Pa$$Word Doesn't Matter - gregmac
https://techcommunity.microsoft.com/t5/Azure-Active-Directory-Identity/Your-Pa-word-doesn-t-matter/ba-p/731984
======
cr0sh
I didn't see anything in there that XKCD-936 wouldn't fix. Combine such a
password generation system (note: words MUST be chosen randomly for it to have
value), with a password manager, and finally, don't use the most commonly used
operating system (hint, hint) - and you'll likely be "safe".

Perfectly safe? No. If the attackers are trying to get at you specifically,
and know you use TempleOS - then they can target for that.

Practically safe? Yes.

Most attackers aren't going at specific targets, and most people aren't going
to become or be "specific targets". Most attackers are going for the lower
hanging fruit, who use the most common software stacks, because they comprise
the largest attack surface.

Get out of that "rut" \- and your odds of being a victim will go down
drastically. Of course, you'll have to guard against potential phishing
attacks and such, but most of those even will be trying exploits against the
"common stack".

What I find funny, though, is every time there is some kind of breach, the
only time the software on the system is mentioned - if at all - is when it
-isn't- running on the "common stack". I think this does a real disservice,
and I wonder why it seems like this is what is happening. Maybe it's just
confirmation bias on my part?

But - if every time there was a ransomware attack, or some other kind of
breach via phishing or whatnot - if the reporting said something to the effect
that it occured on a system running the "common stack" \- maybe those affected
by the breach would think to themselves, "Hmm - maybe we should be using this
stack of software, it seems to get breached multiple times all over the world
every year now for 25+ years running - maybe we should try something
different?"

But that wouldn't bode well for that "common stack", would it?

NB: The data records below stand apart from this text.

PR #42, opened 2014-11-18
7.0 : Add module hr_expense_sequence

alexis-via:
This module puts a sequence in the 'name' field of hr.expense.expense and adds a 'description' field to replace it. That way, the expense number is used in the ref of the account.move.

### DIFF
--- a/hr_expense_sequence/hr_expense_sequence.py
+++ b/hr_expense_sequence/hr_expense_sequence.py
@@ -1,0 +1,61 @@
+# -*- encoding: utf-8 -*-
+##############################################################################
+#
+#    HR Expense Sequence module for OpenERP
+#    Copyright (C) 2014 Akretion (http://www.akretion.com)
+#    @author Alexis de Lattre <alexis.delattre@akretion.com>
+#
+#    This program is free software: you can redistribute it and/or modify
+#    it under the terms of the GNU Affero General Public License as
+#    published by the Free Software Foundation, either version 3 of the
+#    License, or (at your option) any later version.
+#
+#    This program is distributed in the hope that it will be useful,
+#    but WITHOUT ANY WARRANTY; without even the implied warranty of
+#    MERCHANTABILITY or FITNESS FOR A PARTICULAR PURPOSE.  See the
+#    GNU Affero General Public License for more details.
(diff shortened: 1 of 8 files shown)


pedrobaeza:
:+1: 

Travis errors are unrelated, although you should rebased when #39 is merged.

hr_expense_sequence/hr_expense_sequence.py
```diff
@@ -0,0 +1,66 @@
...
+
+
+class hr_expense_expense(orm.Model):
+    _inherit = 'hr.expense.expense'
+    _order = 'name desc'
+
+    _columns = {
+        # Move the description from the 'name' field to 'description' field
+        # In the 'name' field, we now store the number/sequence
+        'name': fields.char('Number', size=32, readonly=True),
```
ghost, line 34: If you have a serious reason to put size=32, please specify it.

ghost:
You take the field name and make rename it description. This seems problematic to me. If someone wants to push a module that does not inherit yours and has a function that refers to the field 'name', it will instead refer to your field (which is different) on travis when testing. Travis installs all modules of the repository before testing.
So this is my point. You should keep
'name': fields.char('Description'...)
and add your own field
'my_new_field': fields.char('Number'...)

alexis-via:
@dufresnedavid I implemented it that way because it's the "name" field of the expense note that is used as reference in the account move, and the code that generate the account move is not easily inheritable. And I really want to have the number of the expense in the account move, and not it's description.

ghost:
You can make the field 'name' not required and invisible and then create a new field for the number. Then you stay compatible with other modules.

alexis-via:
@dufresnedavid Do you have an example of a module that would be "incompatible" with this module because it uses the "name" field in a particular way ? I would be very interested to have an example ; that way, we would be able to discuss with facts and not just theory.

With the module hr_expense_sequence, the "name" field is kept and it still a Char field ; we just put a sequence inside it, that's all.

ghost:
I guess you're right. This is not a big deal. Could you add a default value for the field description? Then :+1:

dreispt:
Two OKs, merging...

PR #43, opened 2014-11-18
8.0 : Add module hr_expense_sequence

alexis-via:
This PR is the same as the following PR for v7 https://github.com/OCA/hr/pull/42
Please comment on the PR for v7.

### DIFF
--- a/hr_expense_sequence/__openerp__.py
+++ b/hr_expense_sequence/__openerp__.py
@@ -1,0 +1,48 @@
+# -*- encoding: utf-8 -*-
+##############################################################################
+#
+#    HR Expense Sequence module for OpenERP
+#    Copyright (C) 2014 Akretion (http://www.akretion.com)
+#    @author Alexis de Lattre <alexis.delattre@akretion.com>
+#
+#    This program is free software: you can redistribute it and/or modify
+#    it under the terms of the GNU Affero General Public License as
+#    published by the Free Software Foundation, either version 3 of the
+#    License, or (at your option) any later version.
+#
+#    This program is distributed in the hope that it will be useful,
+#    but WITHOUT ANY WARRANTY; without even the implied warranty of
+#    MERCHANTABILITY or FITNESS FOR A PARTICULAR PURPOSE.  See the
+#    GNU Affero General Public License for more details.
+#
+#    You should have received a copy of the GNU Affero General Public License
+#    along with this program.  If not, see <http://www.gnu.org/licenses/>.
+#
+##############################################################################
+
+{
+    'name': 'Sequence on Expenses',
+    'version': '0.1',
+    'category': 'Human Resources',
+    'license': 'AGPL-3',
+    'summary': "Adds a sequence on expenses",
+    'description': """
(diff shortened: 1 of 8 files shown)


hr_expense_sequence/__openerp__.py
```diff
@@ -0,0 +1,48 @@
...
+##############################################################################
+
+{
+    'name': 'Sequence on Expenses',
+    'version': '0.1',
+    'category': 'Human Resources',
+    'license': 'AGPL-3',
+    'summary': "Adds a sequence on expenses",
+    'description': """
+Sequence on Expenses
```
pedrobaeza, line 30: You can put this as a separate file README.rst

hr_expense_sequence/hr_expense_sequence.py
```diff
@@ -0,0 +1,61 @@
...
+
+
+class hr_expense_expense(orm.Model):
+    _inherit = 'hr.expense.expense'
+    _order = 'name desc'
+
+    _columns = {
+        # Move the description from the 'name' field to 'description' field
+        # In the 'name' field, we now store the number/sequence
+        'name': fields.char('Number', size=32, readonly=True),
```
pedrobaeza: Please use new API to only overwrite changed attribute (string).

pedrobaeza:
Two minor issues, but the rest LGTM.

alexis-via:
OK pedro, let's go for the new API on this small module, I know you like it :)

pedrobaeza:
Cool! :smile:

pedrobaeza:
:+1:

max3903:
Module has already been merged with #70

pedrobaeza:
Sorry for overlapping, but I even didn't remember this PR when I had again the need. Do you want credits in my module, @alexis-via?

alexis-via:
Arf, incredible !

@pedrobaeza Don't worry about that. It's your code, not mine, so you don't need to give me any credits.

alexis-via:
@pedrobaeza 
I had a look at your code in "your" hr_expense_sequence module : I see that you defined a new field "number" to store the sequence. In "my" hr_expense_sequence, I defined a new field "description" to store the description and I used the existing field "name" to store the sequence. Why ? Because the "name" field is copied on the account.move of the expense in the "ref" field, so you can see on the account.move to number of the related expense note, which is quite important for me.

But we could enhance "your" module to do that, via an inherit of account_move_get() (addons/hr_expense.py line 148). What you do think ? If you agree, I'll try to make a PR for that.

pedrobaeza:
@alexis-via, I always prefer not to change data model swapping fields content, specially if no proper installation/uninstallation scripts are providden. Even that, it's always trickier to do that. That's why I added a new column for the sequence.

I'm OK with adding that overriding for change the name of the account move line.

Thanks.

alexis-via:
@pedrobaeza Here is my PR to add the "number" of the expense on the "ref" field of the account.move (that only field I can inherit easily) : https://github.com/OCA/hr/pull/87

PR #44, opened 2014-11-18
7.0 Add module hr_expense_analytic_default

alexis-via:
Extract from the module description:

This module adds 2 fields:

1) Default Analytic Account on the employee form,

2) Default Analytic Account on the expense form.

If you set a Default Analytic Account on the employee, it will be copied
to the Default Analytic Account of the expenses of this employee. The
Default Analytic Account of the expense is used by default on each
expense line.

It is very useful when you use analytic per "sector" of the company (R&D, Sales, Marketing, etc...) ; in this case, it is easy to assign a default analytic account for each employee and it will be easier for this employee to have the analytic account of his sector set by default on his expense and expense lines.

### DIFF
--- a/hr_expense_analytic_default/__init__.py
+++ b/hr_expense_analytic_default/__init__.py
@@ -1,0 +1,23 @@
+# -*- encoding: utf-8 -*-
+##############################################################################
+#
+#    HR Expense Analytic Default module for OpenERP
+#    Copyright (C) 2014 Akretion (http://www.akretion.com)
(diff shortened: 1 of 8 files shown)


pedrobaeza:
Some of the comments of the 8.0 PR can be applied here. The rest LGTM.

mdietrichc2c:
LGTM, as in 8.0 :+1:

charbeljc:
:+1:

max3903:
:+1:

PR #46, opened 2014-11-18
7.0 : Add modules hr_expense_onchange and hr_expense_show_taxes

alexis-via:
The module hr_expense_onchange is just a technical module that adds on_change on 2 fields of expense
lines : unit_amount and unit_quantity. It is designed to be used as a dependency for other modules, including hr_expense_show_taxes and l10n_fr_hr_expense_private_car.

The module hr_expense_show_taxes will allow you to see the untaxed amount and tax amount on
each expense line. You will also see the total untaxed and total taxes of the expense.

### DIFF
--- a/hr_expense_onchange/__init__.py
+++ b/hr_expense_onchange/__init__.py
@@ -1,0 +1,23 @@
+# -*- encoding: utf-8 -*-
+##############################################################################
+#
+#    HR Expense Onchange module for OpenERP
+#    Copyright (C) 2014 Akretion (http://www.akretion.com)
+#    @author Alexis de Lattre <alexis.delattre@akretion.com>
+#
+#    This program is free software: you can redistribute it and/or modify
+#    it under the terms of the GNU Affero General Public License as
+#    published by the Free Software Foundation, either version 3 of the
+#    License, or (at your option) any later version.
+#
+#    This program is distributed in the hope that it will be useful,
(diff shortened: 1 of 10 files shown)


eLBati:
Hello @alexis-via travis reports some `E265 block comment should start with '# '`

alexis-via:
After some more thoughts about this module, I think the implementation about the taxes in the expense lines is not the best approach. I think it would be better to have a true M2M field "taxes_ids" in the expense line, and use it to compute the amount of taxe. That would avoid the creation of several similar expense products with different level of taxes, for example:
- Meals (NO VAT)
- Meals (VAT 5.5%)
- Meals (VAT 10%)
- Meals (VAT 20%)

I seems that it's the direction that will be taken by future versions of the expense module in odoo, cf
https://docs.google.com/a/akretion.com.br/document/d/10XFQk7z088Z-MLEH3IaKZY28-eeb4tTqd_gzurkA-_Y/edit#heading=h.tuomw8y39650
https://pad.odoo.com/p/r.bd4JuNZUZclDd9oL

So it's better if we provide module in OCA for expense that move in the same direction.

feketemihai:
@alexis-via Can we close this PR since it's more than one year and a half since not touch?

alexis-via:
@feketemihai I don't care about v7, so you can trash this PR.

PR #636, opened 2019-07-02
[IMP] add attribute name to page to improve the search in inheritance

mvasquez13:


etobella:
Why do you change permissions?

mvasquez13:
> Why do you change permissions?

Hi, because a person with a basic permission should not have access to this kind of personal information.

etobella:
Well, the commit is referring to the change of the name page, not the permissions... Also, the permissions of the module allows all users to access this information. I think that you should split it in two PRs, as the change of permissions should be validated for more contributors than this.

astirpe (changes requested):
@limfit changing the permissions the way you did (in the view) is not enough, since you can read those sensitive information in other ways, eg.: filtering, searches, etc...
Please only add the attribute name within this PR, as @etobella said. Thanks!

PR #637, opened 2019-07-02
[IMP] add permission to model hr_employee_skill and attribute name to…

mvasquez13:
… page to improve the search in inheritance

### DIFF
--- a/hr_skill/views/hr_employee.xml
+++ b/hr_skill/views/hr_employee.xml
@@ -12,7 +12,7 @@
         <field name="inherit_id" ref="hr.view_employee_form"/>
         <field name="arch" type="xml">
             <notebook position="inside">
-                <page string="Skills">
+                <page string="Skills" name="employee_skills" groups="hr.group_hr_user">
                     <group>
                         <field name="employee_skill_ids" nolabel="1">
                             <tree editable="bottom">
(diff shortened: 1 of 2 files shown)


hr_skill/views/hr_employee.xml
```diff
@@ -12,7 +12,7 @@
         <field name="inherit_id" ref="hr.view_employee_form"/>
         <field name="arch" type="xml">
             <notebook position="inside">
-                <page string="Skills">
+                <page string="Skills" name="employee_skills" groups="hr.group_hr_user">
                     <group>
```
nikul-serpentcs, line 16: @limfit if you don't mind, here Add Group name also.

hr_skill/views/hr_employee.xml
```diff
@@ -12,7 +12,7 @@
         <field name="inherit_id" ref="hr.view_employee_form"/>
         <field name="arch" type="xml">
             <notebook position="inside">
-                <page string="Skills">
+                <page string="Skills" name="employee_skills" groups="hr.group_hr_user">
```
etobella, line 15: Why don't you add the permissions directly to the view in order to not load the fields?

mvasquez13: Because there are some public information outside this page should have visible to a person with a basic permission

etobella: I know, but your code only adds this part. It is a right approach also.

With my comment, the previous view would work perfectly for users outside the group and will be visible only for this one. The modification of the view will be applied only for the users of the group

PR #639, opened 2019-07-16
[IMP] hr_holiday_compute_days: Remove unneeded field

pedrobaeza:
Making use of force_save new attribute, we can save a new field + make smaller view definition.

cc @Tecnativa


pedrobaeza:
Working as expected on runbot, so merging

/ocabot merge minor

PR #640, opened 2019-07-20
[12.0][FIX] hr_holidays_settings: duplicate Leave Types menuitem

alexey-pelykh:
image

### DIFF
--- a/hr_holidays_settings/views/res_config_settings.xml
+++ b/hr_holidays_settings/views/res_config_settings.xml
@@ -30,9 +30,4 @@
           action="hr_holidays_config_settings_action"
           groups="base.group_system"/>
 
-    <menuitem id="menu_hr_holidays_status" name="Leave Types"
-          parent="hr_holidays.menu_hr_holidays_configuration" sequence="10"
-          action="hr_holidays.open_view_holiday_status"
-          groups="base.group_system"/>
-
 </odoo>
--- a/hr_holidays_settings/__manifest__.py
+++ b/hr_holidays_settings/__manifest__.py
@@ -3,7 +3,7 @@
 {
     "name": "HR Holidays Settings",
     "summary": "Enables Settings Form for HR Holidays.",
-    "version": "12.0.1.0.0",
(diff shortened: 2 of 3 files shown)


alexey-pelykh:
@tarteo you're most involved with the lines changed, it would be great to get your feedback, if you don't mind

hr_holidays_settings/views/res_config_settings.xml
```diff
@@ -30,9 +30,8 @@
           action="hr_holidays_config_settings_action"
           groups="base.group_system"/>
 
-    <menuitem id="menu_hr_holidays_status" name="Leave Types"
-          parent="hr_holidays.menu_hr_holidays_configuration" sequence="10"
-          action="hr_holidays.open_view_holiday_status"
-          groups="base.group_system"/>
+    <record model="ir.ui.menu" id="hr_holidays.hr_holidays_status_menu_configuration">
```
astirpe: I would rather remove completely this "Leave Types" code from here and keep only the standard behavior.

astirpe (changes requested):

hr_holidays_settings/views/res_config_settings.xml
alexey-pelykh: That would be behaviour change and frankly speaking I have no preference over this. Yet not a fix totally, that should be addressed as separate PR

And certainly, I'm glad that the focus of the attackers is over there, and not
on the software stack that I use daily at home, and less so on the stack I use
for work. It means I am safer (except again, against a directed attack - and I
am a nobody, so unlikely to be targeted). Not perfectly safe (after all, there
have been the odd-duck attacks directed at these other platforms) - but safe
enough.

Ultimately - especially on the level of the world as an "attack surface" \-
the greatest threat has come from this virtual mono-culture of the "common
stack" of software. It has been a boon otherwise, but like any monoculture, it
is subject to massive failures should an invader/attacker succeed against its
defenses. We see this kind of thing nearly every day. If your system is a part
of a large enough such monoculture "attack surface", you can expect to
potentially become a victim.

But even on such system(s), using an XKCD-936 password generation scheme,
coupled with a password manager - and then following other security "best
practices" \- you can ultimately limit your exposure. Not as great as coupling
that with a lesser used software stack, but probably good enough for the
common user.

The one area though (which is growing at a fast rate, and is being more
frequently targeted) that a lot of this breaks down is that of "walled
gardens". While in theory such systems, with app stores and whatnot, should be
able to keep issues to a minimum, in practice we have seen there are still
vulnerabilities. With people more and more using these kinds of systems,
mainly with their phones, it is proving to be a very ripe target for
attackers. People don't generally think of their phones as computers, and
their attitudes and education (if they had any at all) from the PC world
doesn't translate or carry over. So their security on that front is lagging.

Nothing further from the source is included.